Methoden: NK-Zellen von 43 HCV(+) Patienten und 27 HCV(-) Kontrollen wurden durchflusszytometrisch hinsichtlich Phänotyp und Aktivität gegen primäre humane Sternzellen (CD107a-Assay und IFN-γ-Sekretion) analysiert. Die Apoptose-Induktion in HSC wurde mittels aktivierter Caspase–3 detektiert.

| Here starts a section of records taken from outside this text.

PR #574, opened 2022-03-16
Batch query counting bug fix

conorbros:
As @rukai noticed, it is valid for a BATCH statement to have 0 statements which would cause our current implementation of counting queries to panic on trying to convert a `u16` of 0 to a `NonZeroU32`. The bug is exposed in the first commit containing tests, the second commit is a fix that uses `max(1)` to stop it from occurring.


shotover-proxy/tests/cassandra_int_tests/basic_driver_tests.rs
```diff
@@ -1278,6 +1278,60 @@ mod protect {
...
+        let mut batch = Batch::new(BatchType::LOGGED);
+        for i in 0..2 {
+            let statement = format!("INSERT INTO batch_keyspace.batch_table (id, lastname, firstname) VALUES ({}, 'text', 'text')", i);
+            batch.add_statement(&stmt!(statement.as_str())).unwrap();
+        }
+        connection.execute_batch(&batch).wait().unwrap();
+        assert_query_result(
+            connection,
+            "SELECT lastname FROM batch_keyspace.batch_table WHERE id = 1;",
+            &[&[ResultValue::Varchar("text".into())]],
```
rukai, line 1298: Can we assert on every row and every field in this table?
I could imagine bugs where some of these get lost in shotovers parsing + reconstruction of batch messages.

shotover-proxy/tests/cassandra_int_tests/basic_driver_tests.rs
```diff
@@ -1288,31 +1288,39 @@ fn test_batch_statements(connection: &Session) {
...
             batch.add_statement(&stmt!(statement.as_str())).unwrap();
         }
         connection.execute_batch(&batch).wait().unwrap();
         assert_query_result(
             connection,
-            "SELECT lastname FROM batch_keyspace.batch_table WHERE id = 1;",
-            &[&[ResultValue::Varchar("text".into())]],
+            "SELECT id, firstname, lastname FROM batch_keyspace.batch_table WHERE id = 1;",
+            &[&[
+                ResultValue::Int(1),
```
rukai, line 1299: And every row?

rukai:
Can we also extend this to test every case using both BATCH protocol and batch over QUERY protocol?
(we can put this in a follow up PR if you want)

conorbros:
Yeah, happy to do in a follow up PR. I'll keep this one as a fix for the bug only.

shotover-proxy/tests/cassandra_int_tests/basic_driver_tests.rs
rukai: still need this in case you missed it.

conorbros: Have I fixed everything you meant now?

rukai: I'm thinking to remove the WHERE and add an ORDER BY and then assert we get back both rows.

conorbros: We don't need to ORDER BY, the assert methods we have sort it for us.

rukai: oh excellent, lets remove the WHERE then.

The reason being: we arent trying to test select query handling, we are trying to test the batch successfully ran ALL inserts.

rukai (approved):
LGTM

shotover-proxy/src/frame/cassandra.rs
```diff
@@ -34,7 +34,7 @@ fn get_batch_len(bytes: &[u8]) -> Result<NonZeroU32> {
     }
 
     let short_bytes = &bytes[1..3];
-    let short = u16::from_be_bytes(short_bytes.try_into()?);
+    let short = u16::from_be_bytes(short_bytes.try_into()?).max(1); // it is valid for a batch statement to have 0 statements, but for the purposes of shotover throttling we can count it as one query
```
benbromhead, line 37: I feel like I'm missing something, but I need to ask... should this be min? How do we ever get a batch len longer than 1 in this case?


I thought about commenting on this on the other PR. But here is my thoughts as this will have far ranging consquences to all transform authors for only the silliest of non-real world queries (batches used properly should never be 0 or 1 despite being valid in the protocol). 

We may need to distinguish how batches work in relation to query counts and define formally what a batch is to shotover. To this I would simply say we formally define that shotover will always count empty batches as a batch size of one. So transform authors need to be aware of this, if they care.

They can also get the real count from the AST if needed

rukai: Hmmm I havent checked if min or max is the correct one here but we should probably just replace it with `NonZeroU32::new(short).unwrap_or(nonzero!(1u32))`
The advantages are:
* its more obviously correct
* unwraps can have slightly worse performance due to the compiler failing to optimize out the panic. Not something thats usually worth worrying about but it adds another bullet point here :P

rukai: > batches used properly should never be 0 or 1 despite being valid in the protocol

I think its not too unreasonable for a programmatically generated batch to contain 0 or 1 messages.

> We may need to distinguish how batches work in relation to query counts and define formally what a batch is to shotover. To this I would simply say we formally define that shotover will always count empty batches as a batch size of one. So transform authors need to be aware of this, if they care.

I guess the outcome of this is `Message::message_count` needs a doc comment that explains the meaning of the returned value and how empty batches are defined,  and in a way that doesnt refer to throttling as there are other possible use cases.

conorbros: So we want to make `Message::get_message_count` available to transform authors? In that case it should be named a bit better, we might want to call it `Message::get_request_count` instead and define what a request is in Shotover instead. (i.e. every request except for batches counts as 1 request.

shotover-proxy/src/message/mod.rs
```diff
@@ -178,18 +178,20 @@ impl Message {
         }
     }
 
-    pub fn message_count(&self) -> Result<NonZeroU32> {
+    /// Get the count of "requests" in this message. In Shotover, all messages are only 1 request except for batch messages which can contain many requests. If a batch message has
+    /// no inner reqeusts, it's count is 1.
```
rukai, line 182: reqeusts -> requests
I think the wording "1 or more requests" gives more confidence to the possible values than "many requests"
a message can either be a response or a request but a response still contains 1 request? :thinking:

conorbros: Hmm, I'm thinking we frame it more in the context of rate limiting then. Since the terminology I tried to use here is too confusing. Perhaps "cell", like what the GCRA/library call it. 

https://docs.rs/governor/latest/governor/struct.RateLimiter.html#method.check

rukai: Replacing "request" with "cell" could work.
Maybe something like "submessage" would be more self explanatory though. e.g. `message.submessage_count()`

conorbros: To me that is a bit confusing, since BATCH messages are the only ones that actually have "submessages".

rukai: well at least with submessage its a word that doesnt already mean anything.
So we can define a meaning here and it means exactly what we say it means.
But message and request already have preexisting meanings in shotover.

I also dont see how that differs to cell, only BATCH messages can contain cells.

But I can see an argument for making this method designed around getting values useful for rate limiting and documenting it as such.
Update the docs with your cell approach and we'll see how it reads.

conorbros: Cell means "ticket" in the rate limiter. So most messages have one "ticket" that needs to get through the rate limiter, whereas BATCH messages have many. It's less about the actual content of the message and more about what the rate limiter considers them to be.

shotover-proxy/src/frame/cassandra.rs
```diff
@@ -36,8 +36,8 @@ fn get_batch_len(bytes: &[u8]) -> Result<NonZeroU32> {
     }
 
     let short_bytes = &bytes[1..3];
-    let short = u16::from_be_bytes(short_bytes.try_into()?);
-    Ok(NonZeroU32::new(short.into()).unwrap())
+    let short = u16::from_be_bytes(short_bytes.try_into()?); // it is valid for a batch statement to have 0 statements, but for the purposes of shotover throttling we can count it as one query
```
rukai, line 39: Can we put this comment on a newline?
At the moment it looks like it applies line to line 39 but it actually applies to line 40

shotover-proxy/src/frame/cassandra.rs
```diff
@@ -61,7 +61,7 @@ pub(crate) fn metadata(bytes: &[u8]) -> Result<CassandraMetadata> {
 }
 
 /// Count queries only from an unparsed Cassandra frame
-pub(crate) fn get_message_count(bytes: &[u8]) -> Result<NonZeroU32> {
+pub(crate) fn get_query_count(bytes: &[u8]) -> Result<NonZeroU32> {
```
rukai, line 64: get_query_count -> get_cell_count

shotover-proxy/src/frame/cassandra.rs
```diff
@@ -93,7 +93,7 @@ impl CassandraFrame {
     }
 
     // Count the amount of queries in this `CassandraFrame`, this will either be the count of all queries in a BATCH statement or 1 for all other queries
-    pub(crate) fn get_message_count(&self) -> Result<NonZeroU32> {
+    pub(crate) fn get_query_count(&self) -> Result<NonZeroU32> {
```
rukai, line 96: get_query_count -> get_cell_count

shotover-proxy/src/frame/cassandra.rs
rukai: should we drop the get_?
We dont have it on the highest level function.

shotover-proxy/src/message/mod.rs
```diff
@@ -182,18 +182,21 @@ impl Message {
         }
     }
 
-    pub fn message_count(&self) -> Result<NonZeroU32> {
+    /// Get the count of "cells" in this message. In Shotover, all messages are only 1 cell except for batch messages which can contain 1 or more cells.
+    /// A cell in a batch message is equivalent to one of it's inner batched messages.
```
rukai, line 186: I find this sentence hard to understand.

We could write it more simply as:
```
Each inner message in a batch message is worth one cell.
```

Or maybe a bullet list of cell count logic would be more clear than a paragraph:
```
Cell count:
* Regular message - 1 cell
* Message containing submessages e.g. a batch request - 1 cell per submessage
* Message containing submessages with 0 submessages - 1 cell
```

rukai: The idea of the bullet points is to supercede all count explanations in the paragraph.
So we would get rid of "In Shotover, all messages are only 1 cell except for batch messages which can contain 1 or more cells. Batch messages have a cell count of 1 cell per inner message. "

Is that alright?

conorbros: Yes, I prefer your way of explaining things with the points. I'll switch it over.

rukai (approved):
LGTM

benbromhead (approved):
lgtm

Ergebnisse: Es zeigte sich, dass sich anhand der CXCR3-Expression CD56dim und CD56high NK Zellen in phänotypisch unterschiedlich maturierte/differenzierte Sub-Populationen unterteilen lassen. Dies korrelierte mit einer unterschiedlichen Degranulation und IFN-γ Sekretion nach Ko-Inkubation mit HSC (CD56highCXCR3(+) > CD56highCXCR3(-) > CD56dimCXCR3(+) > CD56dimCXCR3(-); jeweils p<0.01). Patienten mit chronischer Hepatitis C hatten einen signifikant höheren Anteil an CD56highCXCR3(+) NK-Zellen. Interessanterweise zeigte spezifisch diese NK-Zell-Subpopulation eine verminderte Aktivität gegen HSC verglichen mit NK-Zellen HCV(-) Kontrollen (CD107a: p=0.009; IFN-γ: p=0.02).
Diskussion: Anhand der Expression von CXCR3 können spezifische NK-Zell-Subpopulation definiert werden. Die chronische Hepatitis C ist mit einer erhöhten Frequenz CD56highCXCR3(+) NK Zellen mit gestörter anti-fibrotischer Aktivität assoziiert. Dies könnte zum Fortschreiten der HCV-induzierten Leberfibrose beitragen.